WHAT IS NEEDED
From the records below, print exactly the lines starting at the one containing "help us prioritize." and ending at the one containing "chore(compiler): inline inflight", ends included, and nothing else.

STORED DATA
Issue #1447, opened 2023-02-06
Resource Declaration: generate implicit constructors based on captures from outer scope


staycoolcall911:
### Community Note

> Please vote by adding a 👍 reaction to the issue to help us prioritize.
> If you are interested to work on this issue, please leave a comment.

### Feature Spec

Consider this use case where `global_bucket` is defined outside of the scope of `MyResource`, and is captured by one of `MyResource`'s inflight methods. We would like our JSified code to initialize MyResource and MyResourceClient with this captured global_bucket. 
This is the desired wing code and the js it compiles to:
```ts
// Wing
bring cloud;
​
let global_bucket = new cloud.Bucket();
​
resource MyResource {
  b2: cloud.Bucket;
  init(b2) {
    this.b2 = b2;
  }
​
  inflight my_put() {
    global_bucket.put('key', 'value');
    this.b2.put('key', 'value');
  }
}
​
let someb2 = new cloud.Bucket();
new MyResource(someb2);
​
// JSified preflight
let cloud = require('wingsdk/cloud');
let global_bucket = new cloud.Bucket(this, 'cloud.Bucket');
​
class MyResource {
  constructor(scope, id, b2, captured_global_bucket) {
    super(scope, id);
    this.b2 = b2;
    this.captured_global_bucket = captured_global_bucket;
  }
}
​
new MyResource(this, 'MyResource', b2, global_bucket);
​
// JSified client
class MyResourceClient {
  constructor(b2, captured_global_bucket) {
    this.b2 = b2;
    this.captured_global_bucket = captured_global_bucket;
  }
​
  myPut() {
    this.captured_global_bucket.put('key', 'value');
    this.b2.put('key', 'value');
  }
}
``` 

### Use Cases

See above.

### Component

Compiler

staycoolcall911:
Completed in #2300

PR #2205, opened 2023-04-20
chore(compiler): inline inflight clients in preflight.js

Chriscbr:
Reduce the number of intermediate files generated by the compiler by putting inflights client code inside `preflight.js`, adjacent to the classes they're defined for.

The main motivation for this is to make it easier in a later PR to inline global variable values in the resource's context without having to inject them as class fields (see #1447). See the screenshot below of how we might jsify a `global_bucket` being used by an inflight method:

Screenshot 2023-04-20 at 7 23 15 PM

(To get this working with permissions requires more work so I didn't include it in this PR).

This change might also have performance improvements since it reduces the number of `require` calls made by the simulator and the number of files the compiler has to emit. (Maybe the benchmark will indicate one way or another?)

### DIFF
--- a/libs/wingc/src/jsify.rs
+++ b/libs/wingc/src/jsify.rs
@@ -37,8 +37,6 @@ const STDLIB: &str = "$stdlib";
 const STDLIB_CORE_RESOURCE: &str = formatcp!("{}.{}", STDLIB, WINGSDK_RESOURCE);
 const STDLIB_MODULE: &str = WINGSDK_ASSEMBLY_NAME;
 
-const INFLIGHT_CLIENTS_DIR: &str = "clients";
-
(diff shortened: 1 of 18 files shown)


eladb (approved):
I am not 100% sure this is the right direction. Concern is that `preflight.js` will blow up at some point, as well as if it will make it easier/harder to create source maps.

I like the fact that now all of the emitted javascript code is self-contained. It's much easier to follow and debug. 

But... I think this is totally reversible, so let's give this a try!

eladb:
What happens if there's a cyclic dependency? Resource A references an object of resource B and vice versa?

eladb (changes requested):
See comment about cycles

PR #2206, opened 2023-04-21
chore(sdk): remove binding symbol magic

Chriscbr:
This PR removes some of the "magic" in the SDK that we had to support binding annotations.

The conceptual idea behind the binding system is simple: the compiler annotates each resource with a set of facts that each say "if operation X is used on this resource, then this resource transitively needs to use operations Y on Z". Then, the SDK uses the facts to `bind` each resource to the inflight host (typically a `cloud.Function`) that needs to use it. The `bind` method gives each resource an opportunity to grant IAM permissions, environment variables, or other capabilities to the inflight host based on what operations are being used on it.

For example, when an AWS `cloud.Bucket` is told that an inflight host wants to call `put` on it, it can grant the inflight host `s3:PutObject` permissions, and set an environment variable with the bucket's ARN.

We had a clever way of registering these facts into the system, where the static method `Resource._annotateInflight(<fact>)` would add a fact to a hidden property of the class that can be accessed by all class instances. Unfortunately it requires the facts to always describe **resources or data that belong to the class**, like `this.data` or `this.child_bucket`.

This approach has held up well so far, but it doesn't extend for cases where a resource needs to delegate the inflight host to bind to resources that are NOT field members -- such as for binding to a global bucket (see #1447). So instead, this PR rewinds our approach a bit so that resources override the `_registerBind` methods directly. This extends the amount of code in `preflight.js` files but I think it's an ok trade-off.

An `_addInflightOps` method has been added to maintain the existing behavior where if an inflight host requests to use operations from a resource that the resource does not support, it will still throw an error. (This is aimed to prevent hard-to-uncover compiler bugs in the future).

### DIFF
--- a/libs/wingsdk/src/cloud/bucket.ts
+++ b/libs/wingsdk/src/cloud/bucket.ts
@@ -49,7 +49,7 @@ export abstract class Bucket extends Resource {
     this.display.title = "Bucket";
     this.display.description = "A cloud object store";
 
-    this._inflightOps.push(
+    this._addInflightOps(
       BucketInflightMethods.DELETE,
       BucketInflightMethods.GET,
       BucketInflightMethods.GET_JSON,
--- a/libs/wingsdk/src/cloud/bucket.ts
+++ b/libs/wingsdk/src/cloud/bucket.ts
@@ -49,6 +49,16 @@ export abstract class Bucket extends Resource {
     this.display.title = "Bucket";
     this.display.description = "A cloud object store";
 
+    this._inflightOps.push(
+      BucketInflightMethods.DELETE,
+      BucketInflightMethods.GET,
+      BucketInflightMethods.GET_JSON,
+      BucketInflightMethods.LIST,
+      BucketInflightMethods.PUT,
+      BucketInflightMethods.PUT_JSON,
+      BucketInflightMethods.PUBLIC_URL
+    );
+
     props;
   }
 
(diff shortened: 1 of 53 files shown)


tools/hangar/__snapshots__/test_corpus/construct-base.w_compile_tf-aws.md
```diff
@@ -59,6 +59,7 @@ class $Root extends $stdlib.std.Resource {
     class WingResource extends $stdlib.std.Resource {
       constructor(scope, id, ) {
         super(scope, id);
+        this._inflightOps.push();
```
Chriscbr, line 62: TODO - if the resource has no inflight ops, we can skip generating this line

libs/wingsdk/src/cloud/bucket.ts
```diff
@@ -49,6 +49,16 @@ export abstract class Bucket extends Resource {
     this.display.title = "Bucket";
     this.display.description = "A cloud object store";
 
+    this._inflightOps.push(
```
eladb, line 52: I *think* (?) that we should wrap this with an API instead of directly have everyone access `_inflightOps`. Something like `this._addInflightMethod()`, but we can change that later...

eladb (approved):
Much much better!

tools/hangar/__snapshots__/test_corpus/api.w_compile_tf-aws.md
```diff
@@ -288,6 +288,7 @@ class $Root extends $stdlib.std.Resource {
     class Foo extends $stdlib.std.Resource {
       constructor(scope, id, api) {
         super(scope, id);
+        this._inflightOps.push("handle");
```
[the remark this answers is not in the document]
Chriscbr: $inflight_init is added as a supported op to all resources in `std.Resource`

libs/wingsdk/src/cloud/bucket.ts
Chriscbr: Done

...

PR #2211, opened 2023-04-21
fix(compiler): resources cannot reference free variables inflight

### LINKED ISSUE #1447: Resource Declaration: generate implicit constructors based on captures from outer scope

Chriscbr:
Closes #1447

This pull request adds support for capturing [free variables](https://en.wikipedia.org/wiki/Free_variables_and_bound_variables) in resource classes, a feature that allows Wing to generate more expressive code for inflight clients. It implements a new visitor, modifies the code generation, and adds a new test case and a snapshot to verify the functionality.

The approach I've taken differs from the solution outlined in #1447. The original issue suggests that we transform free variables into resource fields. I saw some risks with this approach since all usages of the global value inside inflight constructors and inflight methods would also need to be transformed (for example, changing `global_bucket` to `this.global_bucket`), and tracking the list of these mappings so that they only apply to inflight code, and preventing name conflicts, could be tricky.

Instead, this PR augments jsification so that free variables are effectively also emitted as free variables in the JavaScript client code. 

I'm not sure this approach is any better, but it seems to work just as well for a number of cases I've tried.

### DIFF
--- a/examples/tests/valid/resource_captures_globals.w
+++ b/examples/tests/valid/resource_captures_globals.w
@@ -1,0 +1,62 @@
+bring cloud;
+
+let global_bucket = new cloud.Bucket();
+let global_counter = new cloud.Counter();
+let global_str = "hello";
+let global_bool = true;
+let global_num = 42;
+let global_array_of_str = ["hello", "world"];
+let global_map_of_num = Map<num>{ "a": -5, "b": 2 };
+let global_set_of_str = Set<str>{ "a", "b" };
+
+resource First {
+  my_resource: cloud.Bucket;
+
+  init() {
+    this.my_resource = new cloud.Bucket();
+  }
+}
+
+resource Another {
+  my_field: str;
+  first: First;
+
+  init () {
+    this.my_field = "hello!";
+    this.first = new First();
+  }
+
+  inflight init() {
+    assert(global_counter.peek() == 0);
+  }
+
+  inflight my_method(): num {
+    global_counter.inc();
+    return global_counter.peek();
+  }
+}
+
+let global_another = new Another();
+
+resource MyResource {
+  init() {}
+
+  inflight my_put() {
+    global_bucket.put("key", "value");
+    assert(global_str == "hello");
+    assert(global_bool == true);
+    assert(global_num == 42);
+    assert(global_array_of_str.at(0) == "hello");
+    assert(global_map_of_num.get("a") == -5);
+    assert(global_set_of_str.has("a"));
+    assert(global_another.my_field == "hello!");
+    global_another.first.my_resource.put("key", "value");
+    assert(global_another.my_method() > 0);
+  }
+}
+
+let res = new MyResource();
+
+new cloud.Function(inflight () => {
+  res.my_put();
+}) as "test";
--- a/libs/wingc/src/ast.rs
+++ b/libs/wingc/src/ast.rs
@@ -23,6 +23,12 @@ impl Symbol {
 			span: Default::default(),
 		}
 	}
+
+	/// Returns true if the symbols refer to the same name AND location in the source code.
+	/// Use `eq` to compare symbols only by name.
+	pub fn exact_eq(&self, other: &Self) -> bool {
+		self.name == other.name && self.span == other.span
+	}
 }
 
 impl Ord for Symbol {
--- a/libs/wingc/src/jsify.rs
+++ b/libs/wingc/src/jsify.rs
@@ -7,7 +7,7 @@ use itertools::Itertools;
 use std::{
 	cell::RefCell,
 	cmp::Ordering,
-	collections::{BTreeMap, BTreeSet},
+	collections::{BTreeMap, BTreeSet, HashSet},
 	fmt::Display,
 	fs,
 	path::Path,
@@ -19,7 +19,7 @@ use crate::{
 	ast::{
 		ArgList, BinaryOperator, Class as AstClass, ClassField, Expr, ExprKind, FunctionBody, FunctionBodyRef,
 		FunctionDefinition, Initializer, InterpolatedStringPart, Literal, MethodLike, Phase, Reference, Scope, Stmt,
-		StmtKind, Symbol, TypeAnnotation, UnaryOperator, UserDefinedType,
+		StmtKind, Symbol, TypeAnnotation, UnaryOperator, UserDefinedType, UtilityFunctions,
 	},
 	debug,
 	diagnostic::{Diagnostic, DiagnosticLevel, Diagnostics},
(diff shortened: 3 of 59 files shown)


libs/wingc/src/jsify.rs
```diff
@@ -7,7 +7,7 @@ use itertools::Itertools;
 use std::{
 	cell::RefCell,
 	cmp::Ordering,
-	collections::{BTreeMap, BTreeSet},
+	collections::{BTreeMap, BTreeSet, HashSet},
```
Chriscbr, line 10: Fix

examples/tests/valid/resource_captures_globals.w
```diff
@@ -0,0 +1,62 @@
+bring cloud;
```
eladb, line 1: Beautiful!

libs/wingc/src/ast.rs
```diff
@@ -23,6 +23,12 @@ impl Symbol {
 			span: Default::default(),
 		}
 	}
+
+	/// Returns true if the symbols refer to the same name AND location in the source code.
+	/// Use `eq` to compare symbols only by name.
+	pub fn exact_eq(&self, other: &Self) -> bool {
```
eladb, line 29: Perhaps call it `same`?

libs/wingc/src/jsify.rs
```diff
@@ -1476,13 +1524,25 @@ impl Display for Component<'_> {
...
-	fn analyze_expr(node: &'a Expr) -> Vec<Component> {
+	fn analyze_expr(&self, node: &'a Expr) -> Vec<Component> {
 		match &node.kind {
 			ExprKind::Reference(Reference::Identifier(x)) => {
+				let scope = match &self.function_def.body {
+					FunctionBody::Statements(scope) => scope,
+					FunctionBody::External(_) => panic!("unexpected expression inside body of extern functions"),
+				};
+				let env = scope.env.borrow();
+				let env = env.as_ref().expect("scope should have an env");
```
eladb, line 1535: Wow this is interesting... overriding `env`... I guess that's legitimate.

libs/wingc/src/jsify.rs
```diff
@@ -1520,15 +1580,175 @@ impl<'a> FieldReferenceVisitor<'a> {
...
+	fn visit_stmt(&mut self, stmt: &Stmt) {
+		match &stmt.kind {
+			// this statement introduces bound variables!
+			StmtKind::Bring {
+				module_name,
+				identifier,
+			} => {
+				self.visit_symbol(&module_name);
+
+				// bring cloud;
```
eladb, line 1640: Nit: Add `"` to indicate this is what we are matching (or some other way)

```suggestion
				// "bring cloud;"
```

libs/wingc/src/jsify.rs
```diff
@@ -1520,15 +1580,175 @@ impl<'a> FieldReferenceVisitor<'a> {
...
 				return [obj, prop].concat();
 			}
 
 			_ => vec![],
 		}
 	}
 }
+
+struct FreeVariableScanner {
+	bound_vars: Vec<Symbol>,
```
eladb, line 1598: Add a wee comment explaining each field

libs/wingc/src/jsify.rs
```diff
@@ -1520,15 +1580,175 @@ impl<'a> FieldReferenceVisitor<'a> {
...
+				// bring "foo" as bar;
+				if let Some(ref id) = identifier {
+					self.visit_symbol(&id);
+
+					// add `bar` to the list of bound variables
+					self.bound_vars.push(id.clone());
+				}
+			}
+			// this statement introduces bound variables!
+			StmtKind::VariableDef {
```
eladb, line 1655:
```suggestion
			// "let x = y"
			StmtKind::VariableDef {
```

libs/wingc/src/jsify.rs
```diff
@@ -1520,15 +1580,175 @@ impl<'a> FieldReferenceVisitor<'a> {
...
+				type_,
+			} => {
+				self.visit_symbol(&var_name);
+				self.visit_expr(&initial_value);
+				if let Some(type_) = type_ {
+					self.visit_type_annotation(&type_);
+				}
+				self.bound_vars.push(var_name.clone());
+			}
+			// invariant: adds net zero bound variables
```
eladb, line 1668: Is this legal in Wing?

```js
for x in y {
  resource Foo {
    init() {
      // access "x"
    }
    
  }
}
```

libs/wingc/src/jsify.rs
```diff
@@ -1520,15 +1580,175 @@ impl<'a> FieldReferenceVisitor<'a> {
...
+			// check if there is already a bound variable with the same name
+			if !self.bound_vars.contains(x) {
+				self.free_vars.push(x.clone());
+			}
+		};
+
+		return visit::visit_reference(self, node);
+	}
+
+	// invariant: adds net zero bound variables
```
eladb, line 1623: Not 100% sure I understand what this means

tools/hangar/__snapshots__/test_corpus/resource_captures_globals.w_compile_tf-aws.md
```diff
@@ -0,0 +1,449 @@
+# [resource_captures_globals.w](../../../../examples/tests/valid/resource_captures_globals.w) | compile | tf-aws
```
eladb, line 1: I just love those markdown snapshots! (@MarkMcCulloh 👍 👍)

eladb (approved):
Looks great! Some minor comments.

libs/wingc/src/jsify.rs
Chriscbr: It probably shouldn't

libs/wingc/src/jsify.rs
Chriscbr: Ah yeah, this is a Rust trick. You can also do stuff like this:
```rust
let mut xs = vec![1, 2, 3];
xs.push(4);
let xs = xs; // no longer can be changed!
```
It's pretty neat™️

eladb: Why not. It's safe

EXPECTED ANSWER
> Please vote by adding a 👍 reaction to the issue to help us prioritize.
> If you are interested to work on this issue, please leave a comment.

### Feature Spec

Consider this use case where `global_bucket` is defined outside of the scope of `MyResource`, and is captured by one of `MyResource`'s inflight methods. We would like our JSified code to initialize MyResource and MyResourceClient with this captured global_bucket. 
This is the desired wing code and the js it compiles to:
```ts
// Wing
bring cloud;
​
let global_bucket = new cloud.Bucket();
​
resource MyResource {
  b2: cloud.Bucket;
  init(b2) {
    this.b2 = b2;
  }
​
  inflight my_put() {
    global_bucket.put('key', 'value');
    this.b2.put('key', 'value');
  }
}
​
let someb2 = new cloud.Bucket();
new MyResource(someb2);
​
// JSified preflight
let cloud = require('wingsdk/cloud');
let global_bucket = new cloud.Bucket(this, 'cloud.Bucket');
​
class MyResource {
  constructor(scope, id, b2, captured_global_bucket) {
    super(scope, id);
    this.b2 = b2;
    this.captured_global_bucket = captured_global_bucket;
  }
}
​
new MyResource(this, 'MyResource', b2, global_bucket);
​
// JSified client
class MyResourceClient {
  constructor(b2, captured_global_bucket) {
    this.b2 = b2;
    this.captured_global_bucket = captured_global_bucket;
  }
​
  myPut() {
    this.captured_global_bucket.put('key', 'value');
    this.b2.put('key', 'value');
  }
}
``` 

### Use Cases

See above.

### Component

Compiler

staycoolcall911:
Completed in #2300

PR #2205, opened 2023-04-20
chore(compiler): inline inflight clients in preflight.js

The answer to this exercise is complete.